Zanzibar acid victim: ‘My life continued…but Katie went through it every second of every day’

Zanzibar acid victim: ‘My life continued…but Katie went through it every second of every day’

Kirstie Trup and Katie Gee, both 23, have spoken about their horrific 2013 attack on BBC Radio 4's Woman's Hour

Francine Wolfisz is the Features Editor for Jewish News.

Katie Gee and Kirstie Trup before the attack.
Katie Gee and Kirstie Trup before the attack.

A woman who had acid thrown at her while on a volunteer trip to Zanzibar has spoken of her guilt at recovering enough to take up a place at university, while her more severely-injured friend was left “going through it at home, every second, of every day.”

Kirstie Trup, 23, from Hampstead Garden Suburb, needed skin grafts to her face, arm and shoulder, while her friend, Katie Gee, also 23, from East Finchley, was left with 30 per cent burns to her body and lost an ear, following the attack in 2013.

The two friends, then aged 18, were working as volunteer English teachers to local children when two men on a moped drove up and threw a jerry can full of a corrosive substance in their faces, before speeding off.
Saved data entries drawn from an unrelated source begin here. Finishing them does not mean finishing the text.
PR #187, opened 2026-07-22
test(live-tests): harden coverage & assertion gaps (LAB-3890)

eli-wald:
## Summary

Hardens the live-test suite (`test/run-live-tests.sh` + friends) by closing real coverage holes and replacing assertions that were too soft to fail. Implements **T1–T4** of [LAB-3890](https://linear.app/praetorianlabs/issue/LAB-3890/vespasian-harden-live-test-suite-coverage-and-assertion-gaps).

The deterministic layer (byte-exact spec comparison) and importer breadth were already strong; this PR targets the gaps below.

## T1 — Real-parser validators (gap B1)

The three "structure" validators used grep/substring matching, so a malformed spec that merely *contained* the right strings passed:

| Validator | Before | After |
|-----------|--------|-------|
| `validate_openapi_structure` | greps for `openapi:`/`info:`/`paths:` | `@apidevtools/swagger-parser` — OpenAPI 3.0 schema + `$ref`/duplicate-`operationId` checks |
| `validate_soap_operations` | `if op not in content` (substring) — `GetUser` ⊂ `GetUserList` false-passed | `xmllint` well-formedness + XPath **exact** portType operation-set match |
| `validate_graphql_structure` | checks for the literals `type Query {` + `}` | `graphql-js` `buildSchema` + `validateSchema` |

Parsers live in a new hermetic `test/spec-validators/` npm package (pinned lockfile; offline after `npm ci`). Node-based because CI already provisions Node and ships `graphql-js`, and the anticipated egress allowlist includes `registry.npmjs.org` (not PyPI). A new `test/validate_test.sh` regression proves the fix: **10 assertions pass; the 6 prior false-passes are eliminated.** CI installs the package and runs the regression before the offline suite.

## T2 — `scan` E2E + write-method fixtures (gaps A1, A2)

- **A1:** new `scan-rest` live target drives the full `scan` command pipeline (crawl → `analyze.ExtractForms` → classify → generate) in one invocation. The rest-api test server now serves a static HTML `<form action="/api/subscribe">` that is never linked or fetched — so `/api/subscribe` appearing in the generated spec proves `ExtractForms` ran.
- **A2:** added PUT/PATCH/DELETE requests on `/api/users/{id}` to `reference-capture.json` and regenerated `expected-spec.yaml` (purely additive). `generate-rest` now covers all five verbs.

## T3 — Hard assertions (gaps B2, B3)

- **B2 (`crawl-depth`):** depth and max-pages limits now **hard-fail** instead of `log_warn`. Also corrected an off-by-one in the depth boundary — since depth is hop-count (seed `/deep/1` = depth 0), `--depth 2` legitimately reaches `/deep/3`, so the check now flags `/deep/4+`.
- **B3 (`import-malformed`):** a Go `panic`/goroutine stack trace is no longer accepted as a "graceful" non-zero exit — each import's output is scanned for panics.

## T4 — SSRF + auth coverage (gaps A4, A5)

- **A4:** new `ssrf-rejection` target asserts the SSRF gate **rejects** a private/loopback target (`http://127.0.0.1:9`) when `--dangerous-allow-private` is absent (every other target only ever *bypasses* the gate).
- **A5:** new `auth-capture` target asserts an `Authorization` header is captured and preserved through `import`; fixed the false "auth header tests" claim in `test/README.md`.
  - **Known gap (follow-up):** the generator does not yet emit OpenAPI `securitySchemes` from captured auth. Asserting *captured-auth → securitySchemes* needs that generator feature — out of scope for this test-hardening PR; worth a separate capability ticket.

## Verification

- Offline group: **21/21 PASS** (incl. new `ssrf-rejection`, `auth-capture`, panic-aware `import-malformed`).
- Live: `scan-rest`, `rest-api`, `crawl-depth` all **PASS**.
- `validate_test.sh`: **10/10** (RED against old validators was 4/6; the 6 false-passes now rejected).
- Drift guard (`test-runner-args.sh`): **32 passed, 0 failed** (anchors 21 offline + 8 live = 29).
- Negative tests confirm the new hard assertions fire on violations (a `/deep/5` capture fails; a simulated panic fails) and don't false-positive on clean graceful errors.

## New test targets

`scan-rest` (live), `ssrf-rejection` (offline), `auth-capture` (offline).

## Review follow-up

Blocking findings from the `/capability-pr-review` are tracked in **[LAB-5611](https://linear.app/praetorianlabs/issue/LAB-5611/vespasian-pr-187-follow-up-close-live-test-assertion-gaps-in)** — a sub-issue of [LAB-41](https://linear.app/praetorianlabs/issue/LAB-41/api-enumeration-tool-vespasian), same de-block route as [LAB-5332](https://linear.app/praetorianlabs/issue/LAB-5332). It covers all 7 blocking findings: **TEST-004, TEST-013, TEST-020, TEST-005, TEST-006, TEST-017, QUAL-002**.


santiago-praetorian:

**PR:** https://github.com/praetorian-inc/vespasian/pull/187
**Linear:** https://linear.app/praetorianlabs/issue/LAB-3890/vespasian-harden-live-test-suite-coverage-and-assertion-gaps
**Head SHA:** f4cd842693a85c512fe9a2d61e500b4c86571553
**Reviewed at:** 2026-07-22T00:54:07Z

|---|---|---|---|---|---|
| Count | 0 | 0 | 1 | 5 | 1 |

---

<details>

<details>
<summary><code>TEST-002</code> · medium · TEST · <code>test/run-live-tests.sh:1909</code></summary>

**Issue:** T1's validate.sh parsers got a dedicated regression harness (validate_test.sh) that proves the hardened validators reject the prior false-passes. The T3 hard-assertions added to run-live-tests.sh got no equivalent. check_panic() is pure string logic (a regex over captured output) yet is only exercised implicitly by the live import-malformed target, which passes as long as no panic happens to occur. Nothing proves the regex actually fires on a real Go panic/goroutine trace, so a broken pattern (e.g. a typo in 'goroutine [0-9]+ \[running\]') would silently downgrade the check to a no-op and re-introduce gap B3. The PR body claims 'Negative tests confirm the new hard assertions fire ... a simulated panic fails' but those negative tests are not in the diff. Same exposure for the crawl-depth /deep/4+ and max-pages>15 branches. check_panic in particular is trivially unit-testable in the validate_test.sh style (feed it a canned panic string, assert failures increments).

**Recommendation:** Add a regression case in the validate_test.sh style that sources run-live-tests.sh (or extracts check_panic into validate.sh) and asserts: (a) a canned string containing 'panic:' / 'goroutine 1 [running]:' is rejected, and (b) clean graceful-error output is accepted. This locks the panic-detection regex the same way validate_test.sh locks the parser validators.

```
    check_panic() {
        if printf '%s' "$output" | grep -qiE 'panic:|goroutine [0-9]+ \[running\]'; then
```

</details>

</details>

<details>

<details>
<summary>Ticket alignment (1)</summary>

<details>
<summary><code>REQ-001</code> · low · <code>test/run-live-tests.sh:2048</code></summary>

**Issue:** T4 gap A5 as written requires a fixture that asserts captured auth is surfaced as OpenAPI securitySchemes in the GENERATED spec. The PR's auth-capture target (test/run-live-tests.sh:2021-2062) only asserts the Authorization header is preserved through `import` (l.2041); it explicitly defers the captured-auth -> securitySchemes assertion because the generator does not yet emit securitySchemes (l.2048-2052, and commit message NOTE). SSRF-rejection (A4) and the README false-claim fix are fully done, so only this sub-part of T4 is unmet — leaving the criterion PARTIAL. The deferral is documented and blocked on an unimplemented generator feature, but the exact assertion A5 identified is still absent.

**Recommendation:** Either (a) implement securitySchemes emission in generate/rest and add a fixture asserting captured Authorization -> OpenAPI components.securitySchemes / security, fully closing A5; or (b) if the generator feature is genuinely out of scope, get the ticket's T4/A5 acceptance criterion amended to scope it to import-side auth preservation and formally split the securitySchemes generation into the referenced follow-up ticket, so the AC and the delivered coverage match.

</details>

</details>

<details>

<details>
<summary><code>SEC-BE-001</code> · low · <code>test/spec-validators/validate-openapi.mjs:32</code></summary>

**Issue:** SwaggerParser.validate(specFile) dereferences all $refs; swagger-parser resolves external http/https/file refs by default. A spec containing an external $ref would trigger a fetch/file-read in CI. Not reachable with current inputs (internal refs only; egress-audited runner).

**Recommendation:** Pass { resolve: { external: false } } to SwaggerParser.validate so external refs are not fetched.

</details>

</details>

<details>
<summary>Tests (3)</summary>

<details>
<summary><code>TEST-001</code> · low · <code>test/run-live-tests.sh:183</code></summary>

**Issue:** scan-rest is a live target that drives 'vespasian scan' against the rest-api server, but the REST arm of preflight_test_host matches only rest-api, edge-cases, and crawl-depth. Running '--targets scan-rest' alone therefore skips the /api/health preflight probe. This is fail-safe rather than a false-pass (a down server makes the scan fail, failing the test), but it is inconsistent with the sibling rest-api/crawl-depth targets and turns a clear 'server unreachable' preflight message into an opaque scan failure. In the full '--group live' run the rest-api arm happens to fire, masking the gap.

**Recommendation:** Add scan-rest to the REST case pattern: '*,rest-api,*|*,scan-rest,*|*,edge-cases,*|*,crawl-depth,*)' so the health preflight runs whenever scan-rest is selected.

No-one has ever been arrested over the incident.

Now nearly five years later, the pair revealed how their lives have been irrevocably changed since.

Speaking to Jane Garvey on BBC Radio 4’s Woman’s Hour, Katie recalled how they were spending their final day on the island when the attack happened.

“At first, it was like boiling hot coffee, that’s what I thought it was, for five seconds. And then after that you clock on that it wasn’t that, but the smell as well. A very sour, acidic smell, like milk that had gone off, but very strong.”

Kirstie remembered there was “a lot of screaming,  a lot of swearing” and chaos in the minutes following the attack.

While she ran over to two tourists holding bottles of water, before collapsing to the ground, Katie’s first instinct was to try and pursue her attackers.

“I was wearing a jumper over my t-shirt and wiped my eyes, as I tried to get the number plate of the motorbike. I didn’t see it because they were too far away. My mind went into overdrive. I ran off to a nearby restaurant, which had an outdoor shower and turned on all the taps.”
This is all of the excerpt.